■ WORK INSTRUCTION ■
Filter this material down to the lines that contain the string "maybe", and return those lines.

■ SUPPLIED MATERIAL ■

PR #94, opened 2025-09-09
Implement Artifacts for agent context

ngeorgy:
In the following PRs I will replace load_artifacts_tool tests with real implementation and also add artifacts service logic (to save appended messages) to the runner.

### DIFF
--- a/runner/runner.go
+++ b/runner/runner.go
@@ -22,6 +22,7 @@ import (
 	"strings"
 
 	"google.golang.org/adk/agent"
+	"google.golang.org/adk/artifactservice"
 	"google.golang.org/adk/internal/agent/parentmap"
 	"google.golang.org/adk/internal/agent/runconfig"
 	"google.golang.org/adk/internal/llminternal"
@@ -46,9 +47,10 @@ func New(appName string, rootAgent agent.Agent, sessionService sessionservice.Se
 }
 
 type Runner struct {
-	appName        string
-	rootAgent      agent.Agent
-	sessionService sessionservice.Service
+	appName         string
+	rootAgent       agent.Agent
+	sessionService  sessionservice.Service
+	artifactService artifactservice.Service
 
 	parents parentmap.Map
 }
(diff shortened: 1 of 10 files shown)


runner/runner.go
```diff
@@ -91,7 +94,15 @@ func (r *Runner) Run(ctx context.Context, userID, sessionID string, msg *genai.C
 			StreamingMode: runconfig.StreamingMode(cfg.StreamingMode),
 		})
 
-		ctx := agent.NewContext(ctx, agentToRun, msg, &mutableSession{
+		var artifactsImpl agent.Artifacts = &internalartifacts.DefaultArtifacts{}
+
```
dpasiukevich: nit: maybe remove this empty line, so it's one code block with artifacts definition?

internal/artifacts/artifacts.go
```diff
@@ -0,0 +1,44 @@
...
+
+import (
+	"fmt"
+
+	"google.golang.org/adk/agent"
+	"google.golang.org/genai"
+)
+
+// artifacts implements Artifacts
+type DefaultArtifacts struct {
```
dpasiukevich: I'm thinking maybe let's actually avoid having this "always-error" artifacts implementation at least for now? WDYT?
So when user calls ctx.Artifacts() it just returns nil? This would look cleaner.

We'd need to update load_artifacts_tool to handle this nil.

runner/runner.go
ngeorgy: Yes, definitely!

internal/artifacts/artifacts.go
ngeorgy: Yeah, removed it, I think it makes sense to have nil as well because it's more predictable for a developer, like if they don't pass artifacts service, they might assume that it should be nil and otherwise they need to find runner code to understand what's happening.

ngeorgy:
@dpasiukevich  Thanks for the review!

■ SOLUTION ■
dpasiukevich: nit: maybe remove this empty line, so it's one code block with artifacts definition?
dpasiukevich: I'm thinking maybe let's actually avoid having this "always-error" artifacts implementation at least for now? WDYT?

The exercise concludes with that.